As someone who is standing
aside from UNISON positions in part with the intention of becoming more active in the
Labour Party (of which I have been a member since 1980) I suppose I should be
particularly interested in the advice
which the General Secretary of my trade union has for the Leader of my Party.
Or then again maybe not.
Much of the commentary which
can be read about the outcome of the Copeland by-election is utterly
predictable. The right-wingers
who abandoned Labour’s core supporters in the North over many years (and lost
Scotland completely) conclude that Corbyn is to blame. Those who (like myself) support
Corbyn blame the treachery of Blair and Mandelson.
These predictable conclusions
are predictably uninfluential. Those who are most determined
to remove a socialist leader of the Labour Party look to those who have
supported Corbyn in the past to move against him.
UNISON’s General Secretary,
speaking with the authority he only has as leader of a trade union which has
twice backed Corbyn, denies that the Leader should be solely to blame and goes on to advise that the Leader draws in “the best talents from across the party to
rebuild Labour”.
This is difficult advice to decipher, both because the
Parliamentary Labour Party is hardly a brains trust, but also because so many “leading”
Labour Parliamentarians have shown nothing but contempt for the democratic
decision of Party members twice to elect our Leader.
I don’t, in this brief blog
post, intend to intervene in the debate about who is to blame, or what the
Party and its left (both of which are far more than our Leader) should do now
(although these are indeed vital questions).
I simply want to make some
observations about what our General Secretary has had to say, in the light of
the role of the leadership of our trade union in bringing this country into its
current state.
Had UNISON not persuaded our
members to accept shabby compromises on public service pensions in 2012 (which,
with the partial exception of the Local Government Pension Scheme, offered us
nothing more for our strike action on 30
November 2011 than had already been offered
at the beginning of that month) we might
have inflicted a defeat upon the Coalition Government, rather than handing
them a victory.
We might not have won, but
as it was we did not try – and having led our forces up and down the hill over
pensions our General Secretary then found it impossible to lead a meaningful
fight against the pay freeze which has reduced the living standards of our
members since the economic crisis that preceded the election of that
Government.
Our approach as a trade
union, since we launched the ill-fated “Million
Voices” campaign at the end of the last decade, has been to let our members
know that we feel their pain, giving the impression that we are fighting its
causes whilst actually battening down the hatches in the hope that the
institution of the Union will weather a storm from which we fail to protect
those members.
It was therefore with some
interest that I read the words which our General Secretary addressed to our
Leader, in support of a fallacious argument that the left don’t want to win
elections;
“if you’re a homecare worker
earning less than the minimum wage with no respite in sight, you need an end to
austerity and a Labour government.
If you’re a nurse working
in a hospital that’s constantly trying to do more with less, you need an end to
austerity and a Labour government.
And if you’re a teaching
assistant, social worker or local government administrator you desperately need
an end to austerity, and an end to this divisive government.”

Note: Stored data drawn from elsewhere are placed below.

PR #20914, opened 2024-02-26
time: speed up offset from utc

enghitalo:
- public `offset_from_utc_in_seconds` to avoid unnecessary calls to the `localtime` function, without break changes


vlib/time/time.c.v
```diff
@@ -24,25 +24,14 @@ fn C.gmtime(t &C.time_t) &C.tm
 fn C.gmtime_r(t &C.time_t, res &C.tm) &C.tm
 fn C.strftime(buf &char, maxsize usize, const_format &char, const_tm &C.tm) usize
 
+pub const offset_from_utc_in_seconds = init_offset_from_utc_in_seconds_const()
+
```
spytheman, line 28: You can not just cache that unfortunately in a constant. It can change while the program is running, due to daylight savings time, or due to the system physically moving to another location, or due to the user changing his timezone.

enghitalo: One option is to use globals. So, the user or system can update it whenever.

spytheman: No, keeping state/cache should not be the default.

I think that there is another perspective
worthy of consideration;
If you’re a homecare worker earning less than the
minimum wage with no respite in sight, you need a trade union which can
organise you and fight for your rights.If you’re a nurse working in a hospital that’s constantly trying to do more with less, you need a trade union which will enforce your rights and campaign in your interest.
And if you’re a teaching assistant, social worker or local government administrator you desperately need an end to capitulation from your trade union.

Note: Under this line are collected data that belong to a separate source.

PR #20916, opened 2024-02-27
[x.json2] [FIX] Encoding Structs with Skipped fields not generating commas correctly

johnpgr:
### Yesterday my PR #20892 adding a missing feature in the x.json2 module got merged.
Although all tests were passing, the encoding of structs were not working properly for some reason, even if they were on the tests.
However my struct encoding tests were only using generic structs that only had fields of the same type:
```v
struct StructTypeSkippedFields[T] {
mut:
	val  T @[json: '-']
	val1 T
	val2 T @[json: '-']
	val3 T
}
```

These kind of structs were passing on the tests. However as soon as I tested them with non generic structs with different types on each field, they were not encoding correctly, having missing commas

This is what it would look like:

```v
struct StructTypeSkippedField5 {
pub mut:
	val string @[json: '-']
	val1 int @[json: '-']
	val2 f64
	val3 bool
	val4 string
	val5 string
}

json2.encode(StructTypeSkippedField5{
	val: 'foo'
	val1: 999
	val2: 999.0
	val3: true
	val4: 'bar'
	val5: 'baz'
}) // The result would be: {"val2": 999.0,"val3":true"val4":"bar""val5":"baz"}
```

### This PR Fixes this bug, and adds new tests to ensure they are always encoded correctly

### DIFF
--- a/vlib/x/json2/encoder.v
+++ b/vlib/x/json2/encoder.v
@@ -177,17 +177,27 @@ fn (e &Encoder) encode_struct[U](val U, level int, mut buf []u8) ! {
 	mut fields_len := 0
 
 	$for field in U.fields {
-		$if field.is_option {
-			if val.$(field.name) != none {
+		mut @continue := false
+		for attr in field.attrs {
+			if attr.contains('json: ') {
+				if attr.replace('json: ', '') == '-' {
+					@continue = true
+				}
+				break
+			}
+		}
+		if !@continue {
+			$if field.is_option {
+				if val.$(field.name) != none {
+					fields_len++
+				}
+			} $else {
 				fields_len++
 			}
-		} $else {
-			fields_len++
 		}
 	}
 	$for field in U.fields {
 		mut ignore_field := false
-		mut skip_field := false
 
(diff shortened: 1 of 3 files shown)


vlib/x/json2/encoder.v
```diff
@@ -177,17 +177,27 @@ fn (e &Encoder) encode_struct[U](val U, level int, mut buf []u8) ! {
 	mut fields_len := 0
 
 	$for field in U.fields {
-		$if field.is_option {
-			if val.$(field.name) != none {
+		mut @continue := false
```
spytheman, line 180:
```suggestion
		mut should_continue := false
```

spytheman: or `should_skip`

spytheman: `continue` on its own is both too generic, and a keyword requiring an escape with `@` as you did. A longer compound name can be more descriptive, and avoid the use of an escape.

spytheman (approved):
Excellent work.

We had a Labour Government from 1997 until 2010 and (whilst it is true that the worst day under a Labour Government is better than the best day under a Tory Government) UNISON members found that to be a Government which privatised our jobs and held down our living standards.
Whilst it was a tragedy that our opposition as a trade union to New Labour was so weak and ineffectual, it is a farce that, having failed to confront the far worse Governments which have succeeded New Labour, we are now invited to place our hope exclusively in the election of a Labour Government.
I suppose at least there is some honesty in the acceptance that the impoverished home care worker, the overworked nurse (or any of the other UNISON members cited by our General Secretary in his “friendly advice” to our Leader) should not place hope in our trade union.
--> I hope that the Labour Party Leader will weigh the advice he receives from his friends, taking account of their experience and achievements.
1 comment:
As both a Labour Party member and a Unison activist and branch officer, I cannot disagree with one single word of your post.
I live and work in the North East. There's few job opportunities other than the public sector or the armed forces so if you have a job you hang onto it regardless. My union is more bothered about protecting the paid full-time officials and not getting their hands dirty with a fight, rather than actually providing leadership to our members who are demotivated, disengaged and generally just defeated. Our employers can do what they want because they know there is no realistic opposition. The branches can and do put up a good fight but it's without the backing of our national union. There's no support for us as activists.
The worst thing that could have happened for our union was to 're-elect' the Gen Sec. And the least said about that 'election' the better, otherwise I will be here all night!